Il "vaffanculo" del ministro Sacconi alla festa CISL

L'ha detto sottovoce, ma il microfono era troppo vicino. Alla festa nazionale della Cisl, a Levico (Trento), è risuonato seppur a 'basso volume' il "vaffanculo" di Maurizio Sacconi.

Il ministro del lavoro stava difendendo le mosse del governo Berlusconi e accusando le toghe politicizzate, quando dalla platea è giunto qualche fischio. Poi la parolaccia. "Può darsi che l'abbia pensata", dirà dopo Sacconi, che incalzato dai giornalisti ammette: "Dipende, dipende da a chi era rivolto", forse a "quelle cinque persone venute per ascoltare Di Pietro". Non alla Cisl "con cui non mi arrabbio mai".

Il segretario generale della CISL Raffaele Bonanni dà poco peso all'accaduto: "Non sarà certo questo episodio spiacevole e isolato a modificare la stima che nutriamo per il ministro Maurizio Sacconi. Quattro fischi non rappresentano certo la stragrande opinione degli iscritti della Cisl. Mi dispiace molto per l'amico Sacconi, credo che non si debba strumentalizzare politicamente quanto è accaduto oggi pomeriggio".
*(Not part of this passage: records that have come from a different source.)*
PR #4105, opened 2022-03-31
Trigger release workflow manually

### LINKED ISSUE #3815: Optimize branch name and pull method
1. The branch name is the same as the tag name now, we should prefix the branch name with "release-". Doc and workflow, etc. also need to be modified.
2. The vX.Y version should be in a branch, and the bug fix version is identified by tag.

yixinglu:
## What type of PR is this?
- [ ] bug
- [ ] feature
- [X] enhancement

#### Issue(s) number: 

close #3815 

#### Description:

when releasing a nebula PATCH version(z version of x.y.z), create git tag on one same branch rather than a new branch, such as:

```text
release-3.2   -----+----------+------- branch
                    \          \
                    v3.2.0    v3.2.1   tag
```

## How do you solve it?

use github action manual trigger to package rc version.

## Checklist:
Tests:
- [ ] Function test
- [ ] Performance test
- [X] N/A

Affects:

## Release notes:
None

> ex. Fixed the bug .....
None

### DIFF
--- a/.github/workflows/pull_request.yml
+++ b/.github/workflows/pull_request.yml
@@ -5,7 +5,7 @@ on:
     types: [synchronize, reopened, labeled]
     branches:
       - master
-      - 'v[0-9]+.*'
+      - 'release-**'
 
 concurrency:
   group: ${{ github.head_ref }}
--- a/.github/workflows/pull_request.yml
+++ b/.github/workflows/pull_request.yml
@@ -185,8 +185,7 @@ jobs:
       - name: coverage
         if: ${{ matrix.compiler == 'gcc-9.3' && matrix.os == 'ubuntu2004' }}
         run: |
-            pip3 install fastcov
-            fastcov -d build -l -o fastcov.info -p --exclude /usr/include --exclude=/opt/vesoft --exclude scanner.lex
+            ~/.local/bin/fastcov -d build -l -o fastcov.info -p --exclude /usr/include --exclude=/opt/vesoft --exclude scanner.lex
       - uses: codecov/codecov-action@v2
         if: ${{ matrix.compiler == 'gcc-9.3' && matrix.os == 'ubuntu2004' }}
         with:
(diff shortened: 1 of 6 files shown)


Sophie-Xie:
Thanks!

And I have some questions, if I enter the version number, is it v3.0.2 or 3.0.2?  And Is the name of github tag still v3.0.2?

yixinglu:
> Thanks!
> 
> And I have some questions, if I enter the version number, is it v3.0.2 or 3.0.2? And Is the name of github tag still v3.0.2?

Input version of the workflow is following format: `3.0.2`, there's an example in this parameter description. The tag name should be same as before, such as: `v3.0.2`.

.gitignore
```diff
@@ -38,6 +38,7 @@ modules/
 
 # tests
 !tests/Makefile
+tests/secrets
```
Aiee, line 41: Ent version require this directory

.github/workflows/rc.yml
```diff
@@ -1,9 +1,12 @@
...
 on:
-  push:
-    branches:
-      - 'v[0-9]+.*'
+  workflow_dispatch:
+    inputs:
+      version:
+        description: "version such as '3.1.0'"
+        required: true
+        default: '3.1.0'
```
jievince, line 9: hardcode 3.1.0?

Aiee (dismissed):

.github/workflows/rc.yml
HarrisChu: prefer to do not use default, if not provide version, it would be errors

yixinglu: make sense!

.github/workflows/pull_request.yml
```diff
@@ -5,7 +5,7 @@ on:
     types: [synchronize, reopened, labeled]
     branches:
       - master
-      - 'v[0-9]+.*'
+      - 'release-**'
```
HarrisChu, line 8: typo?

should match release-3.1

HarrisChu (approved):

Poi Sacconi, ospite di "In mezz'ora", ha provato a motivare il senso di quella parola: "Era rivolta all'incursione di un giocatore improprio, ovvero una parte, minoritaria, della magistratura politicizzata. Voglio mettere la mano sul fuoco sul fatto che c'è un aggressione che ha carattere politico e che è ancora più grave in un paese che sembra avere un'unica chance per arrestare il suo declino. La mia rabbia di ieri era riferita a questo: stiamo prendendo decisioni molto importanti, abbiamo bisogno di completare quel discorso. Non sarà facile portare l'Italia fuori dal declino, ma è la nostra intenzione".